And I would expect the market to be flooded with late model bikes after Christmas. Many of those who bought during the lockdown hot spell will not last very long into the colder, wetter days. Hold your nerve and there will be bargains to be had.


----------



## Reynard (11 Sep 2020)

Well, the two decent bikes I mentioned were for sale at the local tip have already been sold. They were only there for a couple of days. Two more have come in today - a very basic step-through frame town bike and what I think is a Raleigh Pioneer. I doubt those will hang around for very long either.

Oddly, the two junior full-susser BSO have also sold. Only the wee ankle biters kiddies bikes left now.


----------



## clid61 (11 Sep 2020)

Flogged 3 bikes in july on fleabay, starting bid and buy it now price all mid range road bikes . All 3 gone within 24 hours .
NOT flogging my Claud Butler hardtail, Brompton , Croix de Fer so dont ask. 
Sold loads of cycling shoes pedals and shirts too , guess its how you price them, and sizing .


----------



## Pale Rider (11 Sep 2020)

wafter said:


> I've been trying to sell my ofo for a while with no joy (admittedly at the higher end of the price range but it's been tweaked a fair bit



If you can be bothered, return the ofo to as close to standard as you can.

Buyers like to think their secondhand purchase is not so inferior to new - anything that interferes with that feeling, such as accessories and tweaks, will reduce the bike's desirability.

Sounds daft, but a bike with £100 worth of fitted accessories will not sell as well as the same bike without those bits on it.
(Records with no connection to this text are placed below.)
PR #5026, opened 2018-12-20
[#4782] Drop jessie support

### LINKED ISSUE #4782: Drop support for Debian Jessie
Jessie is now end of life (for full support):

https://wiki.debian.org/DebianReleases

We've never used Jessie internally, so I don't think we should continue to support it.

garethrees:
## Relevant issue(s)

Fixes #4782

## What does this do?

* Makes Debian Stretch the default Vagrant OS, instead of the older Debian Jessie
* Removes Debian Jessie Support

## Why was this needed?

Debian Stretch is our current OS of choice. We've never used Jessie internally, and its now end of life.


gbp:
> Since /etc/motd basically gets overwritten at every reboot, you need to instead update /etc/motd.tail 

source: https://wiki.debian.org/motd#How_to_update_your_.2Fetc.2Fmotd

lizconlan:
> > Since /etc/motd basically gets overwritten at every reboot, you need to instead update /etc/motd.tail
>
> source: https://wiki.debian.org/motd#How_to_update_your_.2Fetc.2Fmotd

It looks like something got broken with motd-update and ssh sessions in Jessie and has not been resolved for Stretch https://groups.google.com/forum/#!topic/linux.debian.bugs.dist/ke7Kaq_kHzI

garethrees:
As far as I can tell:

* Setting MOTD (other than actually overwriting `/etc/motd`, which means you lose kernal updates) is a buggy nightmare.
* This change doesn't actually _break_ it for stretch, only highlight that it was already broken due to the new default OS.

Proceeding with PR as-is.

Issue #4902, opened 2018-10-16
Release 0.33


garethrees:
Prep release before making #3969 the default.

garethrees:
Liz's draft release notes https://gist.github.com/lizconlan/65edf0d32ad19e7c5f6bcd0db99501a0

garethrees:
Planned Ruby / OS support list https://gist.github.com/garethrees/ec3c403e1ea0744fb736381785e1e788

garethrees:
Confirmed stretch install on vagrant is 👌

lizconlan:
Done! https://github.com/mysociety/alaveteli/releases/tag/0.33.0.0

Issue #4616, opened 2018-04-16
Release 0.32.1


garethrees:

garethrees:
Closing as we're making #4902.

PR #5027, opened 2018-12-20
Close unclosed tag in English translations

garethrees:
## Relevant issue(s)

Fixes https://github.com/mysociety/whatdotheyknow-theme/issues/446.

## What does this do?

Adds a missed `</small>` tag to translation files.

## Why was this needed?

The unclosed tag was causing a broken page layout (https://github.com/mysociety/whatdotheyknow-theme/issues/446).

Looks like this got missed in bce54f66.

## Implementation notes

I think we can make the change directly to the `.po` files in this case,
because:

* Transifex treats `en` as the source language, so it can't be
  translated through their web interface.
* Transifex doesn't support `en_RW` and `en_UG`, so we make changes to
  these manually.

We'll want to check that this change doesn't get undone next time we
make a release (https://github.com/mysociety/alaveteli/issues/4616 / https://github.com/mysociety/alaveteli/issues/4902).

### DIFF
--- a/locale/en/app.po
+++ b/locale/en/app.po
@@ -3007,7 +3007,7 @@ msgid "The accounts have been left as they previously were."
 msgstr "The accounts have been left as they previously were."
 
 msgid "The authority do <strong>not have</strong> the information <small>(maybe they say who does)</small>"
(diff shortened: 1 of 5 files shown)


garethrees:
Superseded by https://github.com/mysociety/alaveteli/pull/5030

A bottle cage might not do any harm, but no one wants a bidon that, horror of horrors, someone else has slurped from, or - to them - someone else's smelly old saddle pack or trunk bag.

None of the above applies to the maker's spec for the bike, so standard is the way to go.


----------



## wafter (12 Sep 2020)

Oldhippy said:


> My trike went quickly.


I think that was a good job for my sake - saw your ad and location last night and got all manner of impure thoughts until I saw that it'd sold! 

Looked really nice 



Pale Rider said:


> If you can be bothered, return the ofo to as close to standard as you can.
> 
> Buyers like to think their secondhand purchase is not so inferior to new - anything that interferes with that feeling, such as accessories and tweaks, will reduce the bike's desirability.
> 
> ...


Thanks - makes sense but tbh there's no way I'm pulling it all to bits to lash those hateful granite tyres back onto it again. Any interest on FB seems to have dried up so it looks like I'll have to resort to evil-bay, as much as I despise it. Haven't seen any "fee free" promos for ages though which makes me wonder if they're flooded with traffic..


----------



## Bonefish Blues (12 Sep 2020)

I've had a couple of nice bikes on for a couple of weeks with limited interest, but I guess each is rather specialist in its own way, so I'm not chasing a particularly large market in the first place.


----------



## Blue Hills (12 Sep 2020)

wafter said:


> Haven't seen any "fee free" promos for ages though which makes me wonder if they're flooded with traffic..


Me too - I used to get loads of invites to sell stuff.
Have never sold anything on it but might try it out if they sent another offer my way.


----------



## vickster (12 Sep 2020)

wafter said:


> I think that was a good job for my sake - saw your ad and location last night and got all manner of impure thoughts until I saw that it'd sold!
> 
> Looked really nice
> 
> ...


They had £1 fees a couple of weeks back


----------



## pjd57 (14 Sep 2020)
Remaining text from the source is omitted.